> HOW TO COMPLETE THIS TASK:
Please copy each line of the data that includes the string "fasterxml".

> LISTED ENTRIES:

-=-=-=-=-

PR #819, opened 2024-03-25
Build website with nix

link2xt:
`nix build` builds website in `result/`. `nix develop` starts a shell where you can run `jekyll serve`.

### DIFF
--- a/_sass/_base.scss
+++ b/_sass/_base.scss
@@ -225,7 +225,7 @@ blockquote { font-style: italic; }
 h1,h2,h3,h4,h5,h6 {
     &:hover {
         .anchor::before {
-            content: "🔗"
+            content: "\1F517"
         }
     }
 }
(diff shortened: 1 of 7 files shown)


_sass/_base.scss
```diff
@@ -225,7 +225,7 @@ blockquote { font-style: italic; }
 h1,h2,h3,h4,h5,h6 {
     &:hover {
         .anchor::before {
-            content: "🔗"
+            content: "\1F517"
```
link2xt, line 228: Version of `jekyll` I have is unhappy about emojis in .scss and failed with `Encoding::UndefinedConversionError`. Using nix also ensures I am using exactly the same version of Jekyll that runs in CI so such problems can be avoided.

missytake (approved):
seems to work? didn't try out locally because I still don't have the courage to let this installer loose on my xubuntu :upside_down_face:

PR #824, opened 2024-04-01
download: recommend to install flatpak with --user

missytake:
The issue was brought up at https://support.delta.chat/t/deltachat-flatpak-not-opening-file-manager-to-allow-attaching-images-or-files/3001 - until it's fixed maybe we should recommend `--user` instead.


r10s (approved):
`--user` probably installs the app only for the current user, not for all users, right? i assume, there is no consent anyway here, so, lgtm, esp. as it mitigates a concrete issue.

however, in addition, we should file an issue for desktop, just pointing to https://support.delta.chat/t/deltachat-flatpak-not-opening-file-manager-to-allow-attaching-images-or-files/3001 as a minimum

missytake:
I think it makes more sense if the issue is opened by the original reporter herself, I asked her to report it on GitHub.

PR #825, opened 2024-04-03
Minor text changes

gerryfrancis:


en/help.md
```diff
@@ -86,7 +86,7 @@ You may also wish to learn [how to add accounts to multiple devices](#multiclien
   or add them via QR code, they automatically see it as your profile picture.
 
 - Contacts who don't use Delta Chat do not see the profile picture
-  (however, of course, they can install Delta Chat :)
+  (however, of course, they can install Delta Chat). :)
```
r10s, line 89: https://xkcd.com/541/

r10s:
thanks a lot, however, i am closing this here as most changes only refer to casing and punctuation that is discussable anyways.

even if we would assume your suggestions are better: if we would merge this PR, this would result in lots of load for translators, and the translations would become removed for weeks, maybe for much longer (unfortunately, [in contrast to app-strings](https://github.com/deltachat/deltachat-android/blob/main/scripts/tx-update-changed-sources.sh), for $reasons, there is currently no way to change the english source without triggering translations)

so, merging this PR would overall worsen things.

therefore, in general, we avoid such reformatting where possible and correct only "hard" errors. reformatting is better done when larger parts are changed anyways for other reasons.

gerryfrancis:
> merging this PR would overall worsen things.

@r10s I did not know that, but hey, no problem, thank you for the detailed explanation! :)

-=-=-=-=-

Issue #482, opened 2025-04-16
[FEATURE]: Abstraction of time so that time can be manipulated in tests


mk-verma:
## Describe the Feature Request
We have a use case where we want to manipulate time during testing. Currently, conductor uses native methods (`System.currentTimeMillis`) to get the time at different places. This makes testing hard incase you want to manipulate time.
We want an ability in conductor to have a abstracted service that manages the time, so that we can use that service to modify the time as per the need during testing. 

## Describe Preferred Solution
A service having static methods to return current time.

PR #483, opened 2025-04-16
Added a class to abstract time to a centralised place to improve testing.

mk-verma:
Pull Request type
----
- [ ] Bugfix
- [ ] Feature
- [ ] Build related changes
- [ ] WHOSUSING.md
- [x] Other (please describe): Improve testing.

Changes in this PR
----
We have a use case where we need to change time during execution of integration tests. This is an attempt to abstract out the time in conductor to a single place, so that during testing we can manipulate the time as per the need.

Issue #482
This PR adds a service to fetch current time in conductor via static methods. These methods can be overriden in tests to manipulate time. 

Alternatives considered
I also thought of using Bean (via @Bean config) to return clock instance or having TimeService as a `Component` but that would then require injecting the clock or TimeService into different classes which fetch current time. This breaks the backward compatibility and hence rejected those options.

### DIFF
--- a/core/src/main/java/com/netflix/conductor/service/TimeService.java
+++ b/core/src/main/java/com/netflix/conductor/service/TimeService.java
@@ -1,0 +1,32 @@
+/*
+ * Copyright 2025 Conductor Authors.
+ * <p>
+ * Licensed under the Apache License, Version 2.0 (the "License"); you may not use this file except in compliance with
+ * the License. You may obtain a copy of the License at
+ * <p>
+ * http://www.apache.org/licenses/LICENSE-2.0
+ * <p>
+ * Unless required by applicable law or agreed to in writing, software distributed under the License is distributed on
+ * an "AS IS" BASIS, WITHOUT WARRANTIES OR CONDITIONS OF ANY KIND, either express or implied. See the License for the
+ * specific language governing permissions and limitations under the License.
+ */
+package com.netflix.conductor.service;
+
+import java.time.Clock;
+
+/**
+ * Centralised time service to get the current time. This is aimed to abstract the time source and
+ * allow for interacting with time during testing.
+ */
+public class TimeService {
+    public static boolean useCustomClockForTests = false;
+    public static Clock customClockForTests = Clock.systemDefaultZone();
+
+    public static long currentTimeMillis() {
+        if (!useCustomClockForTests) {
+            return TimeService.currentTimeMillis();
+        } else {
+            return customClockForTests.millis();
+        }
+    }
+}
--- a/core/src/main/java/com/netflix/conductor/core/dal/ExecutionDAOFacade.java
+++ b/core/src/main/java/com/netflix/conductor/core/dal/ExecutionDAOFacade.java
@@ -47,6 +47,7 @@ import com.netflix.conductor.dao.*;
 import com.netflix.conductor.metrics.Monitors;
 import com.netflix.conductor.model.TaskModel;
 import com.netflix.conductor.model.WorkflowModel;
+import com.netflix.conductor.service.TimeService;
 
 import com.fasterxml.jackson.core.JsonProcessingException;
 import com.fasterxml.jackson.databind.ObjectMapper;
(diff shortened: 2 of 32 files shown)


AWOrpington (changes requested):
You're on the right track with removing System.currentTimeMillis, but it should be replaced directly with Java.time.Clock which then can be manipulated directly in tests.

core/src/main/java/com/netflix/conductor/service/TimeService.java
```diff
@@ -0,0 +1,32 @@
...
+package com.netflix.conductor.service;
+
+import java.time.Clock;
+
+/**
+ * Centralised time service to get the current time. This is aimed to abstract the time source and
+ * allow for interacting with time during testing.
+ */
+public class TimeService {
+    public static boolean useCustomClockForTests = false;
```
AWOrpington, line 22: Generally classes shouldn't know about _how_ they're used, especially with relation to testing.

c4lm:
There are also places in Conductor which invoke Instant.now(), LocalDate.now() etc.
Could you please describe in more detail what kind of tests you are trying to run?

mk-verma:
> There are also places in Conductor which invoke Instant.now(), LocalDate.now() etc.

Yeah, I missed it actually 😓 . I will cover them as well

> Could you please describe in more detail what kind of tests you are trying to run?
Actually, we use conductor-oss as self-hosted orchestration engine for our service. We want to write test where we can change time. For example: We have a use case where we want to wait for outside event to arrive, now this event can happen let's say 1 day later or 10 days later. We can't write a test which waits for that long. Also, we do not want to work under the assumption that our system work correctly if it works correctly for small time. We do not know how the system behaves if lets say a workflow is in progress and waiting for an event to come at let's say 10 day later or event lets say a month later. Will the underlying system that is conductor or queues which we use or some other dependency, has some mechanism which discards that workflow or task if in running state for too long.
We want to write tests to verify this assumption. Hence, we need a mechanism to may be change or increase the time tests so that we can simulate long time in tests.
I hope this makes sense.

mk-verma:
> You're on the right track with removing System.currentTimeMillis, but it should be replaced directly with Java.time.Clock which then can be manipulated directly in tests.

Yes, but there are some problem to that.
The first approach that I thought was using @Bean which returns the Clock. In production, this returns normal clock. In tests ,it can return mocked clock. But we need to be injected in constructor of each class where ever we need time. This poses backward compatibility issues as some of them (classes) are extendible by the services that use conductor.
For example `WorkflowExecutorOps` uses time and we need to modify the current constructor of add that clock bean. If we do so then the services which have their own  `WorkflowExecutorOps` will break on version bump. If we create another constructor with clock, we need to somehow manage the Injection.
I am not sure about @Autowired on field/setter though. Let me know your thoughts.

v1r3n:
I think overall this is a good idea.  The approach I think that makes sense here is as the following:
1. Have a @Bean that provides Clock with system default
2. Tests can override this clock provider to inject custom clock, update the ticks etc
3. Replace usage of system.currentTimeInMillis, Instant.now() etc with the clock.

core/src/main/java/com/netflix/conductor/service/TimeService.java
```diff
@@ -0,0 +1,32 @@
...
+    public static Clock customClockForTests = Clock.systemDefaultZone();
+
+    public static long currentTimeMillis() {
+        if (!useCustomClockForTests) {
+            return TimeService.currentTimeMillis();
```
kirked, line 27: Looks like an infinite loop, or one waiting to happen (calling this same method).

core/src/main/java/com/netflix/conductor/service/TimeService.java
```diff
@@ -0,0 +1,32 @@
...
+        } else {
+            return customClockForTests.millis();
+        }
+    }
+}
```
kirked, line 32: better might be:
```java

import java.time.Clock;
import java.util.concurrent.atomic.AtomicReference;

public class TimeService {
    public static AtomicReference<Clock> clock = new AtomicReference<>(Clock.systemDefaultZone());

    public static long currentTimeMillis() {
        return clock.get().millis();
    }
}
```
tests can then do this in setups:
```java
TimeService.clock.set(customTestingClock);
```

-=-=-=-=-

> RESPONSE TO THIS EXERCISE:
 import com.fasterxml.jackson.core.JsonProcessingException;
 import com.fasterxml.jackson.databind.ObjectMapper;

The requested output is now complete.